L'alpiniste chamoniard Charles Dubouloz a accompagné le skipper Jérémie Beyou dans le massif du Mont-Blanc, mi-mars, dans le cadre de sa préparation pour sa cinquième participation au Vendée Globe. Une manière, pour le marin, de vaincre sa peur du vide avant d'affronter l'Everest des mers.
À quelques mois de son cinquième Vendée Globe, le skipper Jérémie Beyou s'est lancé un nouveau défi cet hiver dans les Alpes françaises : apprivoiser sa peur du vide, aux côtés du célèbre alpiniste Charles Dubouloz, pour mieux affronter l'"Everest des mers".
En ce deuxième lundi de mars, un épais brouillard recouvre la pointe Lachenal, située à 3 613 mètres d'altitude. De son sommet, elle offre habituellement un magnifique panorama sur la Vallée blanche à proximité de l'Aiguille du midi. Mais pas aujourd'hui.

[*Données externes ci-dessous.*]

PR #16551, opened 2026-08-27
all: smoother notifications repository batch filtering (fixes #16548)

### LINKED ISSUE #16548: Eliminate the intermediate filter lists in the NotificationsRepositoryImpl batch methods
**rating:** 36/100 &nbsp;·&nbsp; **proposed by:** devin(r2)

`getJoinRequestDetailsBatch`, `getTaskTeamNamesByTaskTitles` and `getTaskTeamNamesByTaskIds` build `map{}.filter{}.distinct()` chains and an un-presized Triple list, on every notification badge or list refresh.

**Ask:** collapse the `map{}.filter{}.distinct()` chains in these three methods so the intermediate lists are not allocated, and pre-size the Triple list.

**Files:** `repository/NotificationsRepositoryImpl.kt`

**Verification:** The three methods exist; the chains were not line-verified.

dogi:
## Summary

Collapses the `map{}.filter{}.distinct()` chains in the three NotificationsRepositoryImpl batch methods so the intermediate lists are no longer allocated on every notification badge/list refresh, and pre-sizes the `Triple` list.

## Changes

`repository/NotificationsRepositoryImpl.kt`:

- `getTaskTeamNamesByTaskIds` — replaced `tasks.mapNotNull { it.teamId }.filter { it.isNotEmpty() }.distinct()` with a single accumulation pass into a `LinkedHashSet`, preserving insertion-ordered deduplication without allocating two intermediate lists.
- `getTaskTeamNamesByTaskTitles` — same `LinkedHashSet` accumulation applied to the `teamId` collection.
- `getJoinRequestDetailsBatch` — collapsed both the `joinRequests.map { it.teamId }.filter { ... }.distinct()` and the `intermediateList.map { it.second }.filter { ... }.distinct()` chains into `LinkedHashSet` accumulation passes, and pre-sized the `Triple<String, String, String>` list to `joinRequests.size` via `ArrayList(...)` instead of the un-sized `mutableListOf`.

Behavior is unchanged: deduplication is still insertion-ordered (matching `distinct()`'s order), empty/blank ids are still skipped, and the empty-list short-circuits are untouched.

## Tests

Added unit tests in `NotificationsRepositoryImplTest.kt` covering the three refactored methods:

- mapping results and skipping empty/blank `teamId`s
- deduplication of team ids and user ids passed downstream (verified via `coVerify` on the deduplicated `List`)
- the `Unknown User` / `Unknown Team` fallbacks in `getJoinRequestDetailsBatch`
- empty-input short-circuits

The environment lacks a JDK/Android SDK so the suite could not be run locally; the new tests mirror the existing MockK + `runTest` patterns in the file.

fixes #16548

@dogi can click here to [continue refining the PR](https://app.all-hands.dev/conversations/4595a4f8-102b-481e-8a3f-7dded10f0c45)


dogi:
## Review: batch id dedup in the notifications repository

**Rating: 87/100** — three equivalent conversions plus nine tests on methods that had none. The idiom chosen is more verbose than the one a sibling PR uses for the same job.

### Correctness

All three sites replace `mapNotNull { … }.filter { it.isNotEmpty() }.distinct()` with a `LinkedHashSet` filled in one pass. `distinct()` is `LinkedHashSet`-backed and keeps first-occurrence order, so the resulting sequences are identical — which matters because each feeds a `getTeamNamesByIds` / `getUsersByIds` lookup whose results are then keyed back by id.

Per site, three intermediate lists collapse to one set. `mutableListOf<Triple<…>>()` → `ArrayList(joinRequests.size)` is a capacity hint only, no semantic change, and the size is exact since every join request contributes at most one entry.

### Idiom: prefer the `mapNotNullTo` form

```kotlin
tasks.forEach { task -> task.teamId?.takeIf { it.isNotEmpty() }?.let { teamIds.add(it) } }
```

This is a two-statement declaration plus a triple-chained `?.takeIf?.let`, repeated three times. #16531, doing exactly the same job in `TeamsTasksFragment`, uses:

```kotlin
val teamIds = tasks.mapNotNullTo(LinkedHashSet()) { task ->
    task.teamId?.takeIf { it.isNotEmpty() }
}
```

Same single pass, same set, but it's one expression, the `val` is initialised where it's declared, and the `?.let { add(it) }` tail disappears. Since both PRs are landing into the same codebase in the same window, matching the idiom is worth doing — otherwise the next person sees two shapes for one pattern and doesn't know which is intended.

### Tests

Nine, on three methods with no prior coverage, and the assertions are the discriminating kind:

```kotlin
coVerify { teamsRepository.get().getTeamNamesByIds(listOf("teamA")) }
```

asserts the exact deduplicated list, so a `HashSet` (order-losing) or a missing dedup would fail. The empty-input tests assert the DAO is *not* called at all (`coVerify(exactly = 0)`), which pins the early returns. And `getJoinRequestDetailsBatch falls back to Unknown for missing user and team` covers the `"Unknown User"` / `"Unknown Team"` defaults that are easy to break silently.

They pass on `master` too — expected for an equivalence refactor — so they're locking the contract rather than proving a fix.

### Nits

- `import java.util.LinkedHashSet` is unnecessary: `kotlin.collections.LinkedHashSet` is a typealias available without an import, and it's what the other two PRs in this batch rely on.
- The tests write `org.ole.planet.myplanet.model.TeamTask()` and `org.ole.planet.myplanet.model.UserEntity(...)` fully qualified inline, eight times between them, while `JoinRequestInfo` is imported. Importing both would cut a lot of noise from the new block.

**Verdict:** mergeable.

---

Okuro3499 (approved):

Encordés, les deux hommes évoluent sur une arête enneigée, crampons aux pieds et bâtons en mains. Tandis que Charles Dubouloz, 34 ans, mène le duo d'un pas félin, Jérémie Beyou, trois fois vainqueur de la Solitaire du Figaro, avance fébrilement puis s'immobilise : "Je ne pouvais plus avancer, comme un âne", s'étonne quelques heures plus tard avec le sourire Beyou, 47 ans. "Je n'avais jamais utilisé de crampons et de piolets. J'ai le vertige quand je monte à mon mât, alors dans cette ambiance apocalyptique...", ajoute-t-il.
Pas du même univers, mais les mêmes expériences
Malgré la brume et les bourrasques, la cordée a continué son chemin jusqu'au refuge le plus proche. "Il s'est bien bougé les fesses", félicite en fin de journée Dubouloz, guide de haute montagne et spécialiste des ascensions très engagées en style alpin.
Juste avant la nuit, alors que le soleil crève enfin les nuages et éclaire Chamonix, le duo en profite pour admirer la ville depuis le balcon de l'abri. "Il n'est pas dans son environnement, mais son expérience de marin en fait un bon alpiniste", glisse Dubouloz. "Pendant la sortie, je l'ai entendu plusieurs fois se lancer des 'Allez, vas-y Beyou' pour vaincre ses craintes ou dépasser sa fatigue", note le joyeux montagnard, premier à avoir gravi la mythique face nord des Grandes Jorasses, seul en hiver, en janvier 2022.
"Cela doit lui arriver souvent sur son voilier... et je le fais aussi lors de mes expéditions. Si on n'est pas du même univers, on vit un peu la même chose car on doit sans cesse prendre des décisions dans des situations critiques", juge Dubouloz. Les deux sportifs se sont rencontrés à la faveur d'un événement organisé par leur sponsor et le courant est rapidement passé. Jérémie Beyou, plutôt discret sur les pontons, a vite apprécié la gouaille de Dubouloz ainsi que son franc-parler.
"La mer c'est mon truc"
Peu après la mise à l'eau de l'Imoca Charal à l'automne 2022, l'alpiniste a été embarqué pour une navigation à Lorient dans une mer agitée. "On a filé à 25 noeuds (46 km/h) pendant des heures, le bateau était neuf et secouait pas mal", souligne Beyou.
Après un Vendée Globe difficile en 2020/2021, achevé en 13e position, le tenace marin souhaitait faire évoluer sa préparation cette année et Charles Dubouloz l'a contacté. "Peut-être aussi qu'il souhaitait se venger un peu", s'amuse l'imposant navigateur.
Venu avec son préparateur physique à Chamonix, il a appris à grimper pour mieux se connaître. "Quand je suis resté bloqué là-haut, j'ai compris que la mer c'est mon truc. La prochaine fois que je serai dans le dur au large, je saurai me rassurer", dit-il.
Une fois le skipper entraîné, Charles Dubouloz s'envolera lui fin avril pour le Népal, gravir sans oxygène avec un ami alpiniste le Gyachung Kang, quinzième plus haut sommet du monde (7 952 mètres). Pendant ce temps-là, son ami Beyou sera entre la Bretagne et New-York, à l'occasion de la première transatlantique en solitaire de l'année. Le 10 novembre, il s'élancera enfin à bord de son Imoca à l'assaut du redoutable Vendée Globe, son grand sommet à lui.